▶ _Exercise prompt_: All of the entries below must be copied out exactly.

Dataset records:
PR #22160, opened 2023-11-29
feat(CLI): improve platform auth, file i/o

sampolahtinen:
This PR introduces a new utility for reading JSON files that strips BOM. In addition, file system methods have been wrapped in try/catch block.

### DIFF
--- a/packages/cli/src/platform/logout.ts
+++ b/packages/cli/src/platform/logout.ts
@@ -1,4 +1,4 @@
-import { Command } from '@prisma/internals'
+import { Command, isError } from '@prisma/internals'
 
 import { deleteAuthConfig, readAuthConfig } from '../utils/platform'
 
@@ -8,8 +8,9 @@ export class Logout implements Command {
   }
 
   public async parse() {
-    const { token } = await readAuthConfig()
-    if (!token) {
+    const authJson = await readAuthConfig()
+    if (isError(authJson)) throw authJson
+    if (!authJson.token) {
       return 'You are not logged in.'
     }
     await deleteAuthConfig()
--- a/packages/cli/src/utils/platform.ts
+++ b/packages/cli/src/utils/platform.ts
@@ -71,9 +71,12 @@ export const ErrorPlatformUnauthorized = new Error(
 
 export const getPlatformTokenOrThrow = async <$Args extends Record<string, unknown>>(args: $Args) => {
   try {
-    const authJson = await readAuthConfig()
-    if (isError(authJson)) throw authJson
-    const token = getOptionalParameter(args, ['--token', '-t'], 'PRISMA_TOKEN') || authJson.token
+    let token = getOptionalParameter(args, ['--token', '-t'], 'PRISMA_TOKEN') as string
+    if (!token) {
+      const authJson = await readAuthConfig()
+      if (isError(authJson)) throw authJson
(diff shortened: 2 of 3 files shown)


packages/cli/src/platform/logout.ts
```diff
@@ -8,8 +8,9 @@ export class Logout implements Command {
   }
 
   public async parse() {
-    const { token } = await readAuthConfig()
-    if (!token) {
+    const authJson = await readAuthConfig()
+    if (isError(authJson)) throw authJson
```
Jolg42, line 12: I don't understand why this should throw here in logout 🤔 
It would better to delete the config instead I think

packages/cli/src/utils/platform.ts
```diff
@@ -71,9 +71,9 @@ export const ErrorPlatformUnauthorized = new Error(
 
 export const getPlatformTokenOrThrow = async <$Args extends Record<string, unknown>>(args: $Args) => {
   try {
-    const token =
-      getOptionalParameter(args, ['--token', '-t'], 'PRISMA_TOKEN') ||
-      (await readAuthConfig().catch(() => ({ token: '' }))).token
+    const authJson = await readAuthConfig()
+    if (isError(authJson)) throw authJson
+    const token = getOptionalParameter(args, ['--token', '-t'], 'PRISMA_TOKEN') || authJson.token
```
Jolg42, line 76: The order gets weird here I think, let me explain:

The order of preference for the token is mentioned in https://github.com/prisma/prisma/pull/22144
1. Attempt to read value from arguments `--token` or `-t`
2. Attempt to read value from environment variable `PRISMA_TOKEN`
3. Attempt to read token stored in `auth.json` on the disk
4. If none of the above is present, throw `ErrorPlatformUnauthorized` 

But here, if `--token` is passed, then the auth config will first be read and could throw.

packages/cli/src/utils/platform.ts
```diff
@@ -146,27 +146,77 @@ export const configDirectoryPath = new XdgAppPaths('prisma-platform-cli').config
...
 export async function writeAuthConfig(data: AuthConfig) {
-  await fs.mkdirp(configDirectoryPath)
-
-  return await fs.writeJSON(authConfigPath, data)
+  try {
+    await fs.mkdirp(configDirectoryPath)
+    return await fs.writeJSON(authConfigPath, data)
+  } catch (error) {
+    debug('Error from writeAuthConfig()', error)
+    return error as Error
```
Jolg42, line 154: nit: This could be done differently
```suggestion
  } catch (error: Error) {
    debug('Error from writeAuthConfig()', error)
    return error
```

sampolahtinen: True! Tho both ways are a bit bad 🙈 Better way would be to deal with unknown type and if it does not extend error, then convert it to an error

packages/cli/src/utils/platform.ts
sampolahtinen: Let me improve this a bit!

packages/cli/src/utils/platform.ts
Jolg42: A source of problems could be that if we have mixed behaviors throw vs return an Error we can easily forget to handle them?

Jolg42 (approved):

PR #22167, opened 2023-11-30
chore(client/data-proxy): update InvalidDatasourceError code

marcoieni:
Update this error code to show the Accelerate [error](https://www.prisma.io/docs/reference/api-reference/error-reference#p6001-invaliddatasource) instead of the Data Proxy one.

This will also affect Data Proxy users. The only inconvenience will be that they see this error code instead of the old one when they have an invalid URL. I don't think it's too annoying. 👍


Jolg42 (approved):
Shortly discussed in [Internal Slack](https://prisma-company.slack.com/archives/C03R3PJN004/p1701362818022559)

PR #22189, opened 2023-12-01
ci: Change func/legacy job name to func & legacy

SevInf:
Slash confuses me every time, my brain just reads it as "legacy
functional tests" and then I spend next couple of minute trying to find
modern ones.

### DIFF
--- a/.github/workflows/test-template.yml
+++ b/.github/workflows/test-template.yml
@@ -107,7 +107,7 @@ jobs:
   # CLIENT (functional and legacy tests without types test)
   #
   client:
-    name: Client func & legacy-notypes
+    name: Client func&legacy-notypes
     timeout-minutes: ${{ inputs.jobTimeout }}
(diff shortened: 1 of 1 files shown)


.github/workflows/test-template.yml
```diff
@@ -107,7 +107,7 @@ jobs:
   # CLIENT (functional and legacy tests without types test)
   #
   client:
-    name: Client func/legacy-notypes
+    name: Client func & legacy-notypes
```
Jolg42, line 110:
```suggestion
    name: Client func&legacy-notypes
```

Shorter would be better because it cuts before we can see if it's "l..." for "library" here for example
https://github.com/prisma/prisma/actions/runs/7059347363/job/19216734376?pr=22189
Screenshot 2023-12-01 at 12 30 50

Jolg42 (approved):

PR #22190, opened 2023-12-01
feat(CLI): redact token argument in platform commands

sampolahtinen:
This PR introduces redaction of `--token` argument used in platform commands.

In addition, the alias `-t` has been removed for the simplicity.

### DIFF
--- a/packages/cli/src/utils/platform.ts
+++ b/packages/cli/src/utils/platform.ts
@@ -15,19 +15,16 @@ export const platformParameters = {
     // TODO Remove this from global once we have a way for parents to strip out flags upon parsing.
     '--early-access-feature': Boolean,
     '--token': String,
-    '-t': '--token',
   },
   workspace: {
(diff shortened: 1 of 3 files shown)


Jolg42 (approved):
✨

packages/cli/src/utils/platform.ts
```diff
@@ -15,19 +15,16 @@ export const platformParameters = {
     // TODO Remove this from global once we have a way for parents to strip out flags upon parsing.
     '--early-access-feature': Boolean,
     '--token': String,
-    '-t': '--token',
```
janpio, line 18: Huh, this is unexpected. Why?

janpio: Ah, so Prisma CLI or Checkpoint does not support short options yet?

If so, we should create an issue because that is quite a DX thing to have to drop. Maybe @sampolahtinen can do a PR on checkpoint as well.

▶ _Answer_:
PR #22160, opened 2023-11-29
feat(CLI): improve platform auth, file i/o

sampolahtinen:
This PR introduces a new utility for reading JSON files that strips BOM. In addition, file system methods have been wrapped in try/catch block.

### DIFF
--- a/packages/cli/src/platform/logout.ts
+++ b/packages/cli/src/platform/logout.ts
@@ -1,4 +1,4 @@
-import { Command } from '@prisma/internals'
+import { Command, isError } from '@prisma/internals'
 
 import { deleteAuthConfig, readAuthConfig } from '../utils/platform'
 
@@ -8,8 +8,9 @@ export class Logout implements Command {
   }
 
   public async parse() {
-    const { token } = await readAuthConfig()
-    if (!token) {
+    const authJson = await readAuthConfig()
+    if (isError(authJson)) throw authJson
+    if (!authJson.token) {
       return 'You are not logged in.'
     }
     await deleteAuthConfig()
--- a/packages/cli/src/utils/platform.ts
+++ b/packages/cli/src/utils/platform.ts
@@ -71,9 +71,12 @@ export const ErrorPlatformUnauthorized = new Error(
 
 export const getPlatformTokenOrThrow = async <$Args extends Record<string, unknown>>(args: $Args) => {
   try {
-    const authJson = await readAuthConfig()
-    if (isError(authJson)) throw authJson
-    const token = getOptionalParameter(args, ['--token', '-t'], 'PRISMA_TOKEN') || authJson.token
+    let token = getOptionalParameter(args, ['--token', '-t'], 'PRISMA_TOKEN') as string
+    if (!token) {
+      const authJson = await readAuthConfig()
+      if (isError(authJson)) throw authJson
(diff shortened: 2 of 3 files shown)


packages/cli/src/platform/logout.ts
```diff
@@ -8,8 +8,9 @@ export class Logout implements Command {
   }
 
   public async parse() {
-    const { token } = await readAuthConfig()
-    if (!token) {
+    const authJson = await readAuthConfig()
+    if (isError(authJson)) throw authJson
```
Jolg42, line 12: I don't understand why this should throw here in logout 🤔 
It would better to delete the config instead I think

packages/cli/src/utils/platform.ts
```diff
@@ -71,9 +71,9 @@ export const ErrorPlatformUnauthorized = new Error(
 
 export const getPlatformTokenOrThrow = async <$Args extends Record<string, unknown>>(args: $Args) => {
   try {
-    const token =
-      getOptionalParameter(args, ['--token', '-t'], 'PRISMA_TOKEN') ||
-      (await readAuthConfig().catch(() => ({ token: '' }))).token
+    const authJson = await readAuthConfig()
+    if (isError(authJson)) throw authJson
+    const token = getOptionalParameter(args, ['--token', '-t'], 'PRISMA_TOKEN') || authJson.token
```
Jolg42, line 76: The order gets weird here I think, let me explain:

The order of preference for the token is mentioned in https://github.com/prisma/prisma/pull/22144
1. Attempt to read value from arguments `--token` or `-t`
2. Attempt to read value from environment variable `PRISMA_TOKEN`
3. Attempt to read token stored in `auth.json` on the disk
4. If none of the above is present, throw `ErrorPlatformUnauthorized` 

But here, if `--token` is passed, then the auth config will first be read and could throw.

packages/cli/src/utils/platform.ts
```diff
@@ -146,27 +146,77 @@ export const configDirectoryPath = new XdgAppPaths('prisma-platform-cli').config
...
 export async function writeAuthConfig(data: AuthConfig) {
-  await fs.mkdirp(configDirectoryPath)
-
-  return await fs.writeJSON(authConfigPath, data)
+  try {
+    await fs.mkdirp(configDirectoryPath)
+    return await fs.writeJSON(authConfigPath, data)
+  } catch (error) {
+    debug('Error from writeAuthConfig()', error)
+    return error as Error
```
Jolg42, line 154: nit: This could be done differently
```suggestion
  } catch (error: Error) {
    debug('Error from writeAuthConfig()', error)
    return error
```

sampolahtinen: True! Tho both ways are a bit bad 🙈 Better way would be to deal with unknown type and if it does not extend error, then convert it to an error

packages/cli/src/utils/platform.ts
sampolahtinen: Let me improve this a bit!

packages/cli/src/utils/platform.ts
Jolg42: A source of problems could be that if we have mixed behaviors throw vs return an Error we can easily forget to handle them?

Jolg42 (approved):

PR #22167, opened 2023-11-30
chore(client/data-proxy): update InvalidDatasourceError code

marcoieni:
Update this error code to show the Accelerate [error](https://www.prisma.io/docs/reference/api-reference/error-reference#p6001-invaliddatasource) instead of the Data Proxy one.

This will also affect Data Proxy users. The only inconvenience will be that they see this error code instead of the old one when they have an invalid URL. I don't think it's too annoying. 👍


Jolg42 (approved):
Shortly discussed in [Internal Slack](https://prisma-company.slack.com/archives/C03R3PJN004/p1701362818022559)

PR #22189, opened 2023-12-01
ci: Change func/legacy job name to func & legacy

SevInf:
Slash confuses me every time, my brain just reads it as "legacy
functional tests" and then I spend next couple of minute trying to find
modern ones.

### DIFF
--- a/.github/workflows/test-template.yml
+++ b/.github/workflows/test-template.yml
@@ -107,7 +107,7 @@ jobs:
   # CLIENT (functional and legacy tests without types test)
   #
   client:
-    name: Client func & legacy-notypes
+    name: Client func&legacy-notypes
     timeout-minutes: ${{ inputs.jobTimeout }}
(diff shortened: 1 of 1 files shown)


.github/workflows/test-template.yml
```diff
@@ -107,7 +107,7 @@ jobs:
   # CLIENT (functional and legacy tests without types test)
   #
   client:
-    name: Client func/legacy-notypes
+    name: Client func & legacy-notypes
```
Jolg42, line 110:
```suggestion
    name: Client func&legacy-notypes
```

Shorter would be better because it cuts before we can see if it's "l..." for "library" here for example
https://github.com/prisma/prisma/actions/runs/7059347363/job/19216734376?pr=22189
Screenshot 2023-12-01 at 12 30 50

Jolg42 (approved):

PR #22190, opened 2023-12-01
feat(CLI): redact token argument in platform commands

sampolahtinen:
This PR introduces redaction of `--token` argument used in platform commands.

In addition, the alias `-t` has been removed for the simplicity.

### DIFF
--- a/packages/cli/src/utils/platform.ts
+++ b/packages/cli/src/utils/platform.ts
@@ -15,19 +15,16 @@ export const platformParameters = {
     // TODO Remove this from global once we have a way for parents to strip out flags upon parsing.
     '--early-access-feature': Boolean,
     '--token': String,
-    '-t': '--token',
   },
   workspace: {
(diff shortened: 1 of 3 files shown)


Jolg42 (approved):
✨

packages/cli/src/utils/platform.ts
```diff
@@ -15,19 +15,16 @@ export const platformParameters = {
     // TODO Remove this from global once we have a way for parents to strip out flags upon parsing.
     '--early-access-feature': Boolean,
     '--token': String,
-    '-t': '--token',
```
janpio, line 18: Huh, this is unexpected. Why?

janpio: Ah, so Prisma CLI or Checkpoint does not support short options yet?

If so, we should create an issue because that is quite a DX thing to have to drop. Maybe @sampolahtinen can do a PR on checkpoint as well.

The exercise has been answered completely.